La STS 4 de marzo 2020 (rec. 2165/2017), aborda las siguientes cuestiones: primero, si un contrato para obra o servicio determinado formalizado por la Agencia de Servicios Sociales y Dependencia de Andalucía, al amparo de subvenciones específicas, tiene por objeto una obra o servicio con autonomía y sustantividad propia o, por el contrario, implica la realización de actividades normales y regulares de la empresa; y, segundo, si, el hecho de que las actividades estén sujetas a subvención específica es suficiente para considerar que existe una obra o servicio en los términos exigidos por el artículo 15.1 a) ET.

Y al respecto afirma:

«Aunque esta Sala ha venido aceptando la licitud de la vinculación del contrato para obra o servicio a la duración de las contratas, incluso entre órganos o entidades del sector público (STS 7 de abril 2015, rec. 228/2014), no ha dejado de señalar que deben cumplirse en todo caso los requisitos que justifican la temporalidad del vínculo contractual (SSTS 19 de julio 2018, rec. 824/2017, entre otras), lo que no parece suceder en el supuesto enjuiciado.
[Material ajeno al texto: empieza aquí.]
PR #301, opened 2022-10-04
feat: data device handling

wash2:
This PR adds data device handling and an example demonstrating its use. 
I've also copied over the `ReadPipe` implementation from the previous version of sctk, because it seems useful.
I haven't added very many abstractions, aside from the data sources, one for copy paste & another for drag and drop, to encourage that they are used correctly. 

The example will read from the selection whenever it changes and can accept DnD. 
If the user presses left click, it will start a DnD.
If the user presses "c" it will set the selection for copy paste.


src/data_device/data_source.rs
```diff
@@ -0,0 +1,182 @@
...
+
+    /// Request to send data from the client.
+    /// Send the data, then close the fd.
+    fn send(
+        &mut self,
+        conn: &Connection,
+        qh: &QueueHandle<Self>,
+        source: &WlDataSource,
+        mime: String,
+        fd: OwnedFd,
```
i509VCB, line 48: Sadly OwnedFd is not `#[must_use]` I will open an issue about that in std.

src/data_device/data_source.rs
```diff
@@ -0,0 +1,182 @@
...
+        &self
+    }
+}
+
+/// Handler trait for DataSource events.
+///
+/// The functions defined in this trait are called as DataSource events are received from the compositor.
+pub trait DataSourceHandler: Sized {
+    /// The accepted mime type from the destination, if any
+    fn accept_mime(
```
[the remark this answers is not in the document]
wash2: Ya, I figured my doc comments needed more explanation. I'll improve this one and revisit the rest of them as well.

src/data_device/mod.rs
```diff
@@ -0,0 +1,315 @@
...
+        readiness: calloop::Readiness,
+        token: calloop::Token,
+        mut callback: F,
+    ) -> std::io::Result<calloop::PostAction>
+    where
+        F: FnMut((), &mut fs::File),
+    {
+        self.file.process_events(readiness, token, |_, file| {
+            callback((), file);
+            Ok(calloop::PostAction::Continue)
```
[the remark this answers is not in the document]
wash2: I believe it is not meant to be a oneshot, but I think that was just an easy way for me to use it in the example. A user really probably shouldn't try to read all the data from the pipe at once, considering it might take a while.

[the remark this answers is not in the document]
i509VCB: If that is the case, then how would you know all the data has been copied if readiness could lie?

Cargo.toml
```diff
@@ -46,6 +46,8 @@ env_logger = "0.9"
 wgpu = "0.13.1"
 raw-window-handle = "0.4.3"
 pollster = "0.2.5"
+gfx-hal = "*"
```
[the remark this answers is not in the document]
wash2: oh uh I'm not sure why that is there, sorry

src/data_device/data_source.rs
```diff
@@ -0,0 +1,182 @@
...
+    ) {
+        match event {
+            wl_data_source::Event::Target { mime_type } => {
+                state.accept_mime(conn, qh, source, mime_type)
+            }
+            wl_data_source::Event::Send { mime_type, fd } => {
+                state.send(conn, qh, source, mime_type, fd);
+            }
+            wl_data_source::Event::Cancelled => {
+                source.destroy();
```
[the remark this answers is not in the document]
wash2: I don't think I understand what you mean. Do you mean destroying the source? I don't think there is any other necessary cleanup other than the data source, if that is what you mean.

En efecto, la autonomía e identidad de la contrata, justificativa de la contratación, se desdibuja al convertirse en una actividad que, por sus características de reiteración a través de sucesivas repeticiones, y al tratarse de una actividad que puede comprenderse, sin dificultad entre las que competen a la Agencia demandada según se desprende de sus propios Estatutos, evidencia que la empresa ha incorporado ya a su habitual quehacer la actividad contratada, pese a lo cual ha mantenido un contrato de obra o servicio, sucesivamente reiterado, primero con la Fundación de Atención a los drogodependientes e Incorporación Social; y, después, para la Agencia de Servicios Sociales y Dependencia de Andalucía. La expectativa de finalización del contrato se torna excepcionalmente remota dado el mantenimiento inusual y particularmente largo de la adscripción del trabajador a la atención de las mismas funciones que se van adscribiendo a sucesivas contrataciones en las que consta el mismo objeto contractual, sin que la actividad de la trabajadora haya variado desde el contrato inicial. Nos encontramos, por tanto, ante unos servicios que, aunque encargados formalmente por un tercero, el IAM, que es el que recibe la subvención, no justifican según lo expuesto el recurso al contrato para obra o servicio.

Desde otra perspectiva, desde hace tiempo hemos afirmado que no ha elevado pues esta Sala, en ningún caso, la existencia de una subvención a la categoría de elemento decisivo y concluyente, por si mismo, de la validez del contrato temporal causal, como parece afirmar la sentencia recurrida, aunque, como ya hemos dicho, haya puesto en ocasiones un mayor énfasis en dicho dato, porque así lo exigía el planteamiento del debate concreto y, en todo caso, de la existencia de una subvención, no se deriva que la contratación deba ser necesariamente temporal, siendo obvio que, también pueden financiarse servicios permanentes en los entes públicos por medio de subvenciones (STS 21 de marzo 2002, rec. 1701/2001). De acuerdo con la doctrina jurisprudencial, la licitud de la contratación temporal no puede depender exclusivamente de la existencia de subvención (SSTS 23 de septiembre 2014, del Pleno, rec. 1303/2013; y 19 de diciembre 2014, rec. 1940/2013

Motivos por los que acaba confirmando la improcedencia declarada en la instancia y revocada en suplicación.